• U.S.

The Press: Seattle Strike (Cont’d)

2 minute read
TIME

With a minimum of physical disorder, the American Newspaper Guild strike, which has “indefinitely” suspended publication of William Randolph Hearst’s Seattle Post-Intelligencer, continued last week. Skeleton picket lines, reduced at times to a single placard-carrier, were posted at the P.I. building. In thoroughly unionized Seattle, no union printer cared to enter even such a sparsely-picketed establishment. Seattle’s stevedores quietly let 1,500 copies of the Hearstian San Francisco Examiner grow yellow on the docks. Attributing his difficulties to “Communists” and describing the Seattle situation as one of “open revolution,” Mr. Hearst, vacationing in Rome, called for the formation of vigilantes to attack the Seattle strikers. Fifty Pacific Northwest newspaper publishers, members of the American Newspaper Publishers’ Association, met and muttered in secret session. At Seattle’s Washington Athletic Club, a “Law and Order League” gathered, ap pointed a “Secret Six” to smash the strike. But in its third week, the nation’s first major effective newspaper strike continued to be fought in ink rather than blood.

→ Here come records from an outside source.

PR #1371, opened 2026-08-06
ADR 0100: agents search their own surface

TheConnMan:
Draft ADR defining a narrow experiment: an agent may search only its installed surface and current channel.\n\nThe platform must enforce that boundary. The MCP spike must prove useful retrieval, deny reads outside the bound surface, preserve provenance, retain no copied corpus, and enforce bounds below the model.\n\nMemory and lifecycle compaction remain separate decisions.\n\nCloses #1371

### DIFF
--- a/docs/adr/0100-agents-search-their-own-surface-through-the-channel-port.md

The non-violent nature of the P.I. strike became doubly manifest when Labor Boss “Dave” Beck filed suit for $250,000 damages against arch-conservative Publisher Clarance Brettun Blethen of the Times, who had changed overnight from Mr. Hearst’s worst enemy in Seattle to his most sympathetic defender, for denouncing him as a “racketeer.” Declared Publisher Blethen: “There are certain things no decent American can arbitrate. If the neighbor’s dog attacks your child, you don’t telephone the mayor to have the case considered by some special board. . . .” In Manhattan, the Guild’s President Heywood Broun drawled: “Some volunteer [Law and Order League] members and other members hired by Mr. Hearst will go out and pick a fight on the picket lines, and people will be hurt, and some may be killed, and then Mr. Hearst will say that the revolution has come to Seattle and blame it on the New Deal.”